* _WORK INSTRUCTION_
Copy out all of the data that follows, exactly as it appears.

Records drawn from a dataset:

════════════════

PR #113, opened 2021-10-01
FAI-441 - Added revisions & users streams to Phabricator source + bump version

tovbinm:
## Description

1. Added revisions & users streams to Phabricator source + bump version
2. Jenkins source fixes

## Type of change
- [x] Bug fix
- [x] New feature
- [ ] Breaking change

# Fixes
FAI-441

### DIFF
--- a/sources/phabricator-source/src/phabricator.ts
+++ b/sources/phabricator-source/src/phabricator.ts
@@ -1,3 +1,4 @@
+import AsyncLock from 'async-lock';
 import {Condoit} from 'condoit';
 import iDiffusion from 'condoit/dist/interfaces/iDiffusion';
 import {
@@ -88,6 +89,8 @@ interface PagedResult<T> extends ErrorCodes {
 }
 
 export class Phabricator {
+  private static lock = new AsyncLock();
+  private static phabricator: Phabricator;
   private static repoCacheById: Dictionary<Repository, phid> = {};
   private static repoCacheByName: Dictionary<Repository, string> = {};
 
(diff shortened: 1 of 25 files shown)


sources/phabricator-source/src/phabricator.ts
```diff
@@ -1,6 +1,11 @@
 import {Condoit} from 'condoit';
 import iDiffusion from 'condoit/dist/interfaces/iDiffusion';
-import {ErrorCodes, phid} from 'condoit/dist/interfaces/iGlobal';
+import {
```
cjwooo, line 3: Why are these imports from the `condoist/dist` folder and not just from `condoit`?

sources/phabricator-source/src/phabricator.ts
```diff
@@ -217,19 +270,101 @@ export class Phabricator {
...
+
+    const constraints = {repositoryPHIDs, modifiedStart: modified};
+    const attachments = {projects: false, subscribers: true, reviewers: true};
+
+    yield* this.paginate(
+      limit,
+      (after) =>
+        this.client.differential.revisionSearch({
+          queryKey: 'all',
+          order: 'updated',
```
cjwooo, line 313: You're using `stateCheckpointInterval()` to update the source state and more frequent intervals. This requires the order of the stream's outputted records to be in order of oldest to newest, so that a failed or canceled sync does not cause the next sync to miss records. Are you positive that both this stream and the users stream meets this ordering requirement? I don't see a "direction" parameter in the calls to the Phabricator API.

sources/phabricator-source/src/phabricator.ts
tovbinm: I dont think they export it properly. I will double check.

sources/phabricator-source/src/phabricator.ts
tovbinm: Hmm, I am actually querying newest -> oldest. Should I remove `stateCheckpointInterval` completely?

tovbinm: FYI, for example for commits search: 
Screen Shot 2021-10-01 at 12 59 11 PM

════════════════

* _EXERCISE RESPONSE_
PR #113, opened 2021-10-01
FAI-441 - Added revisions & users streams to Phabricator source + bump version

tovbinm:
## Description

1. Added revisions & users streams to Phabricator source + bump version
2. Jenkins source fixes

## Type of change
- [x] Bug fix
- [x] New feature
- [ ] Breaking change

# Fixes
FAI-441

### DIFF
--- a/sources/phabricator-source/src/phabricator.ts
+++ b/sources/phabricator-source/src/phabricator.ts
@@ -1,3 +1,4 @@
+import AsyncLock from 'async-lock';
 import {Condoit} from 'condoit';
 import iDiffusion from 'condoit/dist/interfaces/iDiffusion';
 import {
@@ -88,6 +89,8 @@ interface PagedResult<T> extends ErrorCodes {
 }
 
 export class Phabricator {
+  private static lock = new AsyncLock();
+  private static phabricator: Phabricator;
   private static repoCacheById: Dictionary<Repository, phid> = {};
   private static repoCacheByName: Dictionary<Repository, string> = {};
 
(diff shortened: 1 of 25 files shown)


sources/phabricator-source/src/phabricator.ts
```diff
@@ -1,6 +1,11 @@
 import {Condoit} from 'condoit';
 import iDiffusion from 'condoit/dist/interfaces/iDiffusion';
-import {ErrorCodes, phid} from 'condoit/dist/interfaces/iGlobal';
+import {
```
cjwooo, line 3: Why are these imports from the `condoist/dist` folder and not just from `condoit`?

sources/phabricator-source/src/phabricator.ts
```diff
@@ -217,19 +270,101 @@ export class Phabricator {
...
+
+    const constraints = {repositoryPHIDs, modifiedStart: modified};
+    const attachments = {projects: false, subscribers: true, reviewers: true};
+
+    yield* this.paginate(
+      limit,
+      (after) =>
+        this.client.differential.revisionSearch({
+          queryKey: 'all',
+          order: 'updated',
```
cjwooo, line 313: You're using `stateCheckpointInterval()` to update the source state and more frequent intervals. This requires the order of the stream's outputted records to be in order of oldest to newest, so that a failed or canceled sync does not cause the next sync to miss records. Are you positive that both this stream and the users stream meets this ordering requirement? I don't see a "direction" parameter in the calls to the Phabricator API.

sources/phabricator-source/src/phabricator.ts
tovbinm: I dont think they export it properly. I will double check.

sources/phabricator-source/src/phabricator.ts
tovbinm: Hmm, I am actually querying newest -> oldest. Should I remove `stateCheckpointInterval` completely?

tovbinm: FYI, for example for commits search: 
Screen Shot 2021-10-01 at 12 59 11 PM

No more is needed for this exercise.